* EXERCISE OBJECTIVE
Using the data below, return every line that holds the word "windowBits".

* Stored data
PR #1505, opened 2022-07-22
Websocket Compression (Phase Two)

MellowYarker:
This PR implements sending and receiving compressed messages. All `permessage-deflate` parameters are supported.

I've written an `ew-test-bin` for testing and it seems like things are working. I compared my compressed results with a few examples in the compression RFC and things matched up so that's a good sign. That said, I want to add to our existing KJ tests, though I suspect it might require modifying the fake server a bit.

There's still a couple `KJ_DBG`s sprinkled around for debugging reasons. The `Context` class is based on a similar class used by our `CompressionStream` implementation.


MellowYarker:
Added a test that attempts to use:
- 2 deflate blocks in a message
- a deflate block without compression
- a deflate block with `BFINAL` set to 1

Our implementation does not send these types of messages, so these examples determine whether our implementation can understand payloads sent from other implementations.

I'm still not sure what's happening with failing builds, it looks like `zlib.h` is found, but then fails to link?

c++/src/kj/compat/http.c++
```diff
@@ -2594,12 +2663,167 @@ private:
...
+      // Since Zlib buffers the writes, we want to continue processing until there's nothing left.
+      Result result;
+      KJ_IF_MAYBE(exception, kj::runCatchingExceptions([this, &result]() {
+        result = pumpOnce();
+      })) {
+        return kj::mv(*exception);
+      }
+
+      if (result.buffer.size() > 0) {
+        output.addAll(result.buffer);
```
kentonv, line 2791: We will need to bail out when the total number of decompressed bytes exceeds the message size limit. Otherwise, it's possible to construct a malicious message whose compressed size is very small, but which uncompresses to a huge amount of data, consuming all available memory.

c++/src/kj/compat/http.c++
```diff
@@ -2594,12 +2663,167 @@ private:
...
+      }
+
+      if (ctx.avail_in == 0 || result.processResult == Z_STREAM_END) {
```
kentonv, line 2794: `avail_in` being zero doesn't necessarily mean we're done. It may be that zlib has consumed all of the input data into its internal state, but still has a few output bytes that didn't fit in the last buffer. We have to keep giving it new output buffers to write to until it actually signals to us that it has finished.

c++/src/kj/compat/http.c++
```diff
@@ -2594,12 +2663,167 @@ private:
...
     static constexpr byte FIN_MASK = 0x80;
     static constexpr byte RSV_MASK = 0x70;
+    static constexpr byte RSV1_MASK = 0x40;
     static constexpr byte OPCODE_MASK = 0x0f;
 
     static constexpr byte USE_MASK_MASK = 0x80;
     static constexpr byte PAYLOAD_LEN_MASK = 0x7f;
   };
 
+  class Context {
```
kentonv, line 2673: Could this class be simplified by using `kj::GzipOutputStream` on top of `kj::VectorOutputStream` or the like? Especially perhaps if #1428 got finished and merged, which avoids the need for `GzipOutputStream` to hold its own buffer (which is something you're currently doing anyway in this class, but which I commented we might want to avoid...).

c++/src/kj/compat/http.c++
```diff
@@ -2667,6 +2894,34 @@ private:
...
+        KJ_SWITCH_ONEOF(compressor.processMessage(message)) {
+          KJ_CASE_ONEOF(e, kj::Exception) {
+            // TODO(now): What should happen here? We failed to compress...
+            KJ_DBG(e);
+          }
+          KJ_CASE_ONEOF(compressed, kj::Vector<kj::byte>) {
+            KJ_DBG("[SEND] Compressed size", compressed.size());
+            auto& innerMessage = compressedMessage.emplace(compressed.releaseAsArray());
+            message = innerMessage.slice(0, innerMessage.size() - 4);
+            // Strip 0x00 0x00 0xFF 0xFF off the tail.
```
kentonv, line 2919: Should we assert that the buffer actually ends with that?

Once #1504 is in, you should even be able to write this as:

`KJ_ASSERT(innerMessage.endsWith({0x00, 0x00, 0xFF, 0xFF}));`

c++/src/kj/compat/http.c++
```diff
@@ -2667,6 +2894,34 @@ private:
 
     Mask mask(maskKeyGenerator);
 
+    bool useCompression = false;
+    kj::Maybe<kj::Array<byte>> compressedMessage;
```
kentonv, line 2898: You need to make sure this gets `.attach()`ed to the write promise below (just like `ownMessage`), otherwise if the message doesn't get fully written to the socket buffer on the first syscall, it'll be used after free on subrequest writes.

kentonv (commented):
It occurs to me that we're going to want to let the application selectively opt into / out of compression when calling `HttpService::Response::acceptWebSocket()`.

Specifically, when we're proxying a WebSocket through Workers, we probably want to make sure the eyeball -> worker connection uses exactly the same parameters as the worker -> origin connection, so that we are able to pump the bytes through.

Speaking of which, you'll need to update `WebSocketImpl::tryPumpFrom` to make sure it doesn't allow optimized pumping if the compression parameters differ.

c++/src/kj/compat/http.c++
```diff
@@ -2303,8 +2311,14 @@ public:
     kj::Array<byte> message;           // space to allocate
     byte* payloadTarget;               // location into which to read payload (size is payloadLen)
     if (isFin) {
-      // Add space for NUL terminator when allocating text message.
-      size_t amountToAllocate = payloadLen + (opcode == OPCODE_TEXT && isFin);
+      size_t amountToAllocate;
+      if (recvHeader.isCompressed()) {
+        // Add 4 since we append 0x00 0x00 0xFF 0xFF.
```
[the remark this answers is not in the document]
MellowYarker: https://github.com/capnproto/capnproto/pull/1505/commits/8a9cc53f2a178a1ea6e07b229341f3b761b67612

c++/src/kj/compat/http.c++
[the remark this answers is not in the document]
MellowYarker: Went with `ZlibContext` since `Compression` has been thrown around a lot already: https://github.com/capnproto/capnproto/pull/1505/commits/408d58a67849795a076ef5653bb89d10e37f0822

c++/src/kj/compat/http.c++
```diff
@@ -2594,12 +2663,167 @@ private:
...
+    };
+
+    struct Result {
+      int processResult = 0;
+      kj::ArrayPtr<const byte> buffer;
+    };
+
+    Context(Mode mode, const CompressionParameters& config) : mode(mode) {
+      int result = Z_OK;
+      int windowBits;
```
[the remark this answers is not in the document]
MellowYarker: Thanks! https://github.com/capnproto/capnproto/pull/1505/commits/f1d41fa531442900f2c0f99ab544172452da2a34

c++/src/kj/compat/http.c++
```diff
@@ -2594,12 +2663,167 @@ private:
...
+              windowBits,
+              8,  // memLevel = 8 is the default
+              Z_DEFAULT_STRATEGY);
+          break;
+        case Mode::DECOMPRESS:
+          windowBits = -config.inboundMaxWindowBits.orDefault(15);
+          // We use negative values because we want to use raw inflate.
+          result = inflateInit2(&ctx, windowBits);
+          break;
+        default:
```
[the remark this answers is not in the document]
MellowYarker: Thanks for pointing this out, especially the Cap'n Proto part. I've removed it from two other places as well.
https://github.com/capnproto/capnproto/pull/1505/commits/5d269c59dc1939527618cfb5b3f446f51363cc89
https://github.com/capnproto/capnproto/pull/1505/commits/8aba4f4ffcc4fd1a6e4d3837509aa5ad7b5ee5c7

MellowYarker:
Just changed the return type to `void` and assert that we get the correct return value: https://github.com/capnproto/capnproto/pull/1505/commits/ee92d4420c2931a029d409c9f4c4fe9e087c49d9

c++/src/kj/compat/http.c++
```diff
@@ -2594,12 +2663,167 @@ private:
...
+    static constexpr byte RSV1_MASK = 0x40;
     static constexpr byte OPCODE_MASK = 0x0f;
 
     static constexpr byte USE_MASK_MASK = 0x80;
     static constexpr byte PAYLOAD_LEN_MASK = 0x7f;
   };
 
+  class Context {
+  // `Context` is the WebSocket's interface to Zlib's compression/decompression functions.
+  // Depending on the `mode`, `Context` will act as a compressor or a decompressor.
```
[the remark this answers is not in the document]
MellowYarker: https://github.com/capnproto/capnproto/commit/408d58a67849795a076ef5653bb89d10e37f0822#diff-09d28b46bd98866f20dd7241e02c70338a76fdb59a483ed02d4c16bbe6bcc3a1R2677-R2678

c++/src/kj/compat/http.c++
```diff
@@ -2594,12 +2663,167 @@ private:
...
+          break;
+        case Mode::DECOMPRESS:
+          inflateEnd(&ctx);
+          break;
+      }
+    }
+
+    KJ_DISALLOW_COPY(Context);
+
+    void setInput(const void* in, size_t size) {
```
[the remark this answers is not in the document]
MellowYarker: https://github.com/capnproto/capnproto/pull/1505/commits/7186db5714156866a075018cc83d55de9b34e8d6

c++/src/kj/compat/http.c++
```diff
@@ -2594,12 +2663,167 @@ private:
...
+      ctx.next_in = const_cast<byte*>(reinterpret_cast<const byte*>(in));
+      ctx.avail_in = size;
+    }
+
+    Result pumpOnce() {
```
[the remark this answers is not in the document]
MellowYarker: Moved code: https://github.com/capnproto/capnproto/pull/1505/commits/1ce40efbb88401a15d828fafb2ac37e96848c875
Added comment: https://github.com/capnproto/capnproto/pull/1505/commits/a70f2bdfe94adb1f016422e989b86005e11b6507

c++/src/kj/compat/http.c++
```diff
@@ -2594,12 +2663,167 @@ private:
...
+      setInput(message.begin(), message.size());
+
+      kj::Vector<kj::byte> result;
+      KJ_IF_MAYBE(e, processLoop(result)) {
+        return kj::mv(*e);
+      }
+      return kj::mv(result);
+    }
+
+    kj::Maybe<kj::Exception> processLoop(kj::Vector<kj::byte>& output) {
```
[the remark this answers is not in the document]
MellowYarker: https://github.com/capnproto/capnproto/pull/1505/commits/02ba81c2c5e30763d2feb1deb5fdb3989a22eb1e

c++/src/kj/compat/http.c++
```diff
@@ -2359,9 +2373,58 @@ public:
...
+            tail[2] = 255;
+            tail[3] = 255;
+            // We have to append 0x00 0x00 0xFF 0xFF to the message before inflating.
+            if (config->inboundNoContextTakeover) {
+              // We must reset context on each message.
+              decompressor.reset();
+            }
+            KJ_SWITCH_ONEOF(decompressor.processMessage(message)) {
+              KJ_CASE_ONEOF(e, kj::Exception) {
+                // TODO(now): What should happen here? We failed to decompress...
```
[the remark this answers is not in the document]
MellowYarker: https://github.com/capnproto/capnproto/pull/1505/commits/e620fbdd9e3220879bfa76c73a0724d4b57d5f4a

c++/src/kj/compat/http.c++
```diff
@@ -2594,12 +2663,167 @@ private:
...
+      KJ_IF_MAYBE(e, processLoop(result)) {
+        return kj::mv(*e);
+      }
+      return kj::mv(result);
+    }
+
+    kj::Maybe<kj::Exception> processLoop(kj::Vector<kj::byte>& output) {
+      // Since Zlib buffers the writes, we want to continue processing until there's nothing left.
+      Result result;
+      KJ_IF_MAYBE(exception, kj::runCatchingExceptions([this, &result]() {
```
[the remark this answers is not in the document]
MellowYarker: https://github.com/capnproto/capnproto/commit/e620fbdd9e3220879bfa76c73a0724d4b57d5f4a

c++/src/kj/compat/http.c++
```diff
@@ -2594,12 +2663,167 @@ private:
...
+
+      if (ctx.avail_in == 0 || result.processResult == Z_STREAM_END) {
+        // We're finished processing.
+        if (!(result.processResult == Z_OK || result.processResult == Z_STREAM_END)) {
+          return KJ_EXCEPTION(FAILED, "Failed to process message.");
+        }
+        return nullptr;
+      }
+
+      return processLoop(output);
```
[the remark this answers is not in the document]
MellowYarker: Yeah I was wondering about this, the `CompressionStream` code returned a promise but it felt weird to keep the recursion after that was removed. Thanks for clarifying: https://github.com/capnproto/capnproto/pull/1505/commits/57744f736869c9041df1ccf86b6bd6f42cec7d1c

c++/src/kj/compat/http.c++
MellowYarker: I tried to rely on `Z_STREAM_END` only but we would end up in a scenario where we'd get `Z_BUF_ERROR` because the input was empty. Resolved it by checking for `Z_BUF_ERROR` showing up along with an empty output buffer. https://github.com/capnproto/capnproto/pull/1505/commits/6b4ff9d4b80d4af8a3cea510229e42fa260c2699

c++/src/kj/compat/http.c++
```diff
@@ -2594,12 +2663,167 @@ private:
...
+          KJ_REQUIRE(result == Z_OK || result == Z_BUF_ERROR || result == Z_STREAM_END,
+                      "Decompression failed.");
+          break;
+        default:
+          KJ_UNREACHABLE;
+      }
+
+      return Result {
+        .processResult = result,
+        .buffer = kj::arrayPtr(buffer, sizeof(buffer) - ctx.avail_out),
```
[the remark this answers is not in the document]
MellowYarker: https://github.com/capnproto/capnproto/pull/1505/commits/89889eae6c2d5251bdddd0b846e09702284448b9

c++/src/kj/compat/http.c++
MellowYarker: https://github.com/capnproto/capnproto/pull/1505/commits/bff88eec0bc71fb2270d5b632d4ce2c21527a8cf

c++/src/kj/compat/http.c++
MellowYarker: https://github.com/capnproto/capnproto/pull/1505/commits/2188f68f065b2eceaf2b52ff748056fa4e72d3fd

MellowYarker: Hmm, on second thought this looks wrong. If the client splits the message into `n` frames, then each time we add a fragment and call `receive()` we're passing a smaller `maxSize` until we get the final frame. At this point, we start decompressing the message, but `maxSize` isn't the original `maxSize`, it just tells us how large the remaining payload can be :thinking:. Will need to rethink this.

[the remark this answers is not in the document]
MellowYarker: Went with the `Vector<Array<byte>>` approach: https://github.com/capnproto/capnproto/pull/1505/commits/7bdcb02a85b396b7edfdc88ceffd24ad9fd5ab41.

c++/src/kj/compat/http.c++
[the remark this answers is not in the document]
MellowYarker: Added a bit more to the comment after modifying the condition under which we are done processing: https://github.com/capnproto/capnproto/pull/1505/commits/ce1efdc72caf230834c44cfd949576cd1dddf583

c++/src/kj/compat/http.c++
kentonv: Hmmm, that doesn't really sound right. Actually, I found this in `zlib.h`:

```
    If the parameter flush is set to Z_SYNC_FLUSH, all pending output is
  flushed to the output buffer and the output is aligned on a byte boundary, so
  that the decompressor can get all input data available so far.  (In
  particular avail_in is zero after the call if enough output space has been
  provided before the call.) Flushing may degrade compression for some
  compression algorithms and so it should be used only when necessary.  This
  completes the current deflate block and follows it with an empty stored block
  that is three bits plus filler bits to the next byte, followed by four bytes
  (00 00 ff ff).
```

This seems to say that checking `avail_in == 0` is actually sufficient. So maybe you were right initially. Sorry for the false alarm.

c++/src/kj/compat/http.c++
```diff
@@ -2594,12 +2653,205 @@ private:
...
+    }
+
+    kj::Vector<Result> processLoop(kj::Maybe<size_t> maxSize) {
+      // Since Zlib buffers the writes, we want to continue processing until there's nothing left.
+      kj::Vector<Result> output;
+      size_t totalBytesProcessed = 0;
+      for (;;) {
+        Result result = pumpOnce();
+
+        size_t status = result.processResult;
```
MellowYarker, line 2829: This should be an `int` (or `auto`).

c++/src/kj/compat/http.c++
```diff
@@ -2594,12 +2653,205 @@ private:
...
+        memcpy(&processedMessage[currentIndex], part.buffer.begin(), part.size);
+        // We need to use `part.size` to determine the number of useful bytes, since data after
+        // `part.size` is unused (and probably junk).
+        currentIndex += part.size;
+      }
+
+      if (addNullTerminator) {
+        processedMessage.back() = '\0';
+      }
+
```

* TASK RESULT
+      int windowBits;
+              windowBits,
+          windowBits = -config.inboundMaxWindowBits.orDefault(15);
+          result = inflateInit2(&ctx, windowBits);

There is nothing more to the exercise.